# Bereits gefülltes array "beschneiden"?



## -horn- (18. Dez 2008)

moien,

ich komme heute aus dem fragen garnicht mehr raus .
nun würde ich gerne wissen, ob ich ein bereits gefülltes array beschneiden kann, also wenn ich sagen möchte, ich möchte die ersten oder letzten x stellen des arrays löschen und neu inidzieren oder ich möchte in der mitte bestimmte stellen löschen und neu indizieren, ist das möglich?

also wenn
int[] test = {1,2,3,4,5,6,7,8,9}
ist und ich möchte da nun 1 und 2 oder 8 und 9 entfernen, oder in der mitte bestimmte stellen enfernen, dass dann dort
test = {1,2,3,4,5,6}

bei heraus kommt, ginge das?

grüße, Andreas


----------



## stev.glasow (18. Dez 2008)

musst du mit java.util.List arbeiten oder neue arrays anlegen und entsprechend mit System.arraycopy(...) füllen


----------



## Der Müde Joe (18. Dez 2008)

Arrays.copyOf(test, newlength)

EDIT:
oppss.. das ist der nur der cut am schluss


----------



## diggaa1984 (18. Dez 2008)

@Joe

kann es sein dass das System.arrayCopy damit ersetzt wurde? Bin mir nicht sicher, glaube es aber mal gelesen zu haben. Nur mal so rein informativ nachgefragt.
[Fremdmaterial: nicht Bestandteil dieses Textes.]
PR #105, opened 2024-05-31
ETL different providers

lumburovskalina:
Main PR: https://github.com/code-kern-ai/cognition-ui/pull/57

### DIFF
--- a/cognition_objects/environment_variable.py
+++ b/cognition_objects/environment_variable.py
@@ -63,7 +63,12 @@ def get_by_name_and_org_id(
 
 
 def get_by_md_file_id(md_file_id: str) -> CognitionEnvironmentVariable:
-    env_var_id = cast(CognitionMarkdownDataset.llm_config.op("->>")("envVarId"), UUID)
+    env_var_id = cast(
+        CognitionMarkdownDataset.llm_config.op("->")("transformation").op("->>")(
+            "envVarId"
+        ),
+        UUID,
+    )
     return (
         session.query(CognitionEnvironmentVariable)
         .join(
@@ -83,7 +88,12 @@ def get_by_md_file_id(md_file_id: str) -> CognitionEnvironmentVariable:
 
 def get_dataset_env_var_value(dataset_id: str, org_id) -> CognitionEnvironmentVariable:
 
-    env_var_id = cast(CognitionMarkdownDataset.llm_config.op("->>")("envVarId"), UUID)
+    env_var_id = cast(
+        CognitionMarkdownDataset.llm_config.op("->")("transformation").op("->>")(
+            "envVarId"
+        ),
+        UUID,
+    )
     return (
         session.query(CognitionEnvironmentVariable)
         .join(
@@ -103,7 +113,10 @@ def get_dataset_azure_models_env_var_value(
 ) -> CognitionEnvironmentVariable:
 
     env_var_id = cast(
-        CognitionMarkdownDataset.llm_config.op("->>")("azureDiEnvVarId"), UUID
+        CognitionMarkdownDataset.llm_config.op("->")("extraction").op("->>")(
+            "azureDiEnvVarId"
+        ),
+        UUID,
     )
     return (
         session.query(CognitionEnvironmentVariable)
@@ -131,7 +144,10 @@ def get_all_by_project_id(project_id: str) -> List[CognitionEnvironmentVariable]
 
 def get_cognition_project_env_var_value(cognition_project_id: str) -> str:
 
-    env_var_id = cast(CognitionProject.llm_config.op("->>")("envVarId"), UUID)
+    env_var_id = cast(
+        CognitionProject.llm_config.op("->")("transformation").op("->>")("envVarId"),
+        UUID,
+    )
     v = (
         session.query(CognitionEnvironmentVariable.value)
         .join(CognitionProject, env_var_id == CognitionEnvironmentVariable.id)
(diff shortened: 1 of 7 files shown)


cognition_objects/environment_variable.py
```diff
@@ -46,13 +48,27 @@ def get_by_name(
...
+def get_by_name_and_org_id(
+    org_id: str,
+    name: str,
+) -> CognitionEnvironmentVariable:
+
+    return (
+        session.query(CognitionEnvironmentVariable)
+        .filter(CognitionEnvironmentVariable.organization_id == org_id)
+        .filter(CognitionEnvironmentVariable.project_id == None)
+        .filter(CognitionEnvironmentVariable.name == name)
```
JWittmeyer: usually we use filter with multiple comma sperated filters for AND connected ones we dont need to extend afterwards

cognition_objects/environment_variable.py
```diff
@@ -76,12 +130,25 @@ def get_all_by_project_id(project_id: str) -> List[CognitionEnvironmentVariable]
...
-        .join(
-            CognitionProject,
-            CognitionProject.open_ai_env_var_id == CognitionEnvironmentVariable.id,
+        .join(CognitionProject, env_var_id == CognitionEnvironmentVariable.id)
+        .filter(
+            CognitionProject.id == cognition_project_id,
         )
+        .first()
+    )
+    if v:
```
JWittmeyer: i think v can also exists if the result is NULL so i usually check `v and v[0]` to prevent str(None) = 'None'

cognition_objects/environment_variable.py
```diff
@@ -46,13 +48,36 @@ def get_by_name(
...
+        session.query(CognitionEnvironmentVariable)
+        .filter(
+            and_(
+                CognitionEnvironmentVariable.organization_id == org_id,
+                CognitionEnvironmentVariable.project_id == None,
+                CognitionEnvironmentVariable.name == name,
+            )
+        )
+        .first()
+    )
```
JWittmeyer: why do we write the default and_ in this filter? Usually we use it directly:
```suggestion
    return (
        session.query(CognitionEnvironmentVariable)
        .filter(            
                CognitionEnvironmentVariable.organization_id == org_id,
                CognitionEnvironmentVariable.project_id == None,
                CognitionEnvironmentVariable.name == name,            
        )
        .first()
    )
```

cognition_objects/markdown_file.py
```diff
@@ -202,6 +202,7 @@ def create_md_llm_log(
     created_at: Optional[datetime] = None,
     finished_at: Optional[datetime] = None,
     with_commit: bool = True,
+    delayed_commit: bool = False,
 ) -> None:
```
JWittmeyer: return type isn't correct anymore for delayed commit (which is something i haven'T seen yet)

What exactly should it do?

Usually we always return the object, with_commit only changes if the values are just flushed (prefilled defaults filled, not yet in db) or commited. 

In this case the create_md_llm_log appears to be still in a prototyped state created without our common dev rules in mind. I think we should change it to always return the object like all our other create methods do & remove the delayed commit parameter.

cognition_objects/project.py
```diff
@@ -331,6 +332,23 @@ def update(
...
+    if llm_config is not None:
+        new_values = project.llm_config
+        if new_values is None:
+            new_values = {}
+        for key in llm_config:
+            if isinstance(llm_config[key], dict):
+                if key not in new_values:
+                    new_values[key] = {}
+                for sub_key in llm_config[key]:
+                    new_values[key][sub_key] = llm_config[key][sub_key]
```
JWittmeyer, line 346: this now allows a max depth of two. I think for now this is fine. However with this approach we need to remember this / have to find it if problematic. 

I usually prefer options we don't need to remember since a lot of things are forgotten over time. Something like the `transferNestedDict` from the frontend could do the trick on the backend as well so we have a util method we can always use in these instances. (Not necessary for this feature but the next time a nested dict needs to be transferred i think we should invest the time)

cognition_objects/markdown_file.py
anmarhindi: The delayed_commit allows the CognitionMarkdownLLMLogs values to be returned (md_llm_logs) and not committed immediately due to the parallelisation added for it. This gives us a speed improvement but must be handled in a way that not too many isolated commits are done, but all in sequence or a batch in the end, otherwise we encounter issues.

For us to use the parallelised `process_text_block` we must delay the commits.

JWittmeyer: that's exactly what with_commit=False is used for/does. Unprototyped function without delayed_commit please.

anmarhindi: Ok just to confirm, I am adjusting the create_md_llm_log function only here? I initially thought you meant to replace it in the whole stack

JWittmeyer: not exactly, the change should also include our common create method logic which follows the pattern:

``` python
# class object creation
conversation: CognitionConversation = CognitionConversation(
        project_id=project_id,
        created_by=user_id,
        created_at=created_at,
        has_tmp_files=has_tmp_files,
        scope_dict={},
)
# commit or flush (add calls flush_or_commit internally)  (flushed = default like id are already set correctly, not yet in db)
general.add(conversation, with_commit)
# return object
return conversation
```

so the change is an unprototyped version of the create method for markdown files which then can be used like intendet.

cognition_objects/project.py
anmarhindi: Comment added for extension if needed in the future

cognition_objects/markdown_file.py
anmarhindi: Great. I found a clean working solution that solves the issues and retains the speed gained.

JWittmeyer (approved):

@Joe-ups ... gibt ja noch ein Arrays.copyOfRange(...)  

mir dolcht ein herausschneiden eines bereiches geht da nicht direkt, nur das herauskopieren eines bereiches, aber nicht 2er teilbereiche


----------



## -horn- (18. Dez 2008)

stevg hat gesagt.:
			
		

> musst du mit java.util.List arbeiten oder neue arrays anlegen und entsprechend mit System.arraycopy(...) füllen



genau das anlegen von neuen arrays würd ich gerne vermeiden 

grüße, Andreas


----------



## stev.glasow (18. Dez 2008)

geht aber nicht da arrays eine feste größe haben. du kannst natürlich auch innerhalb des arrays hin und her kopieren aber dann ist der array immer zu groß bzw zu klein wenn neue sachen hinzukommen.
ich würde halt mit einer java.util.List implementierung arbeiten, die nehmen dir solche aufgaben ab.


----------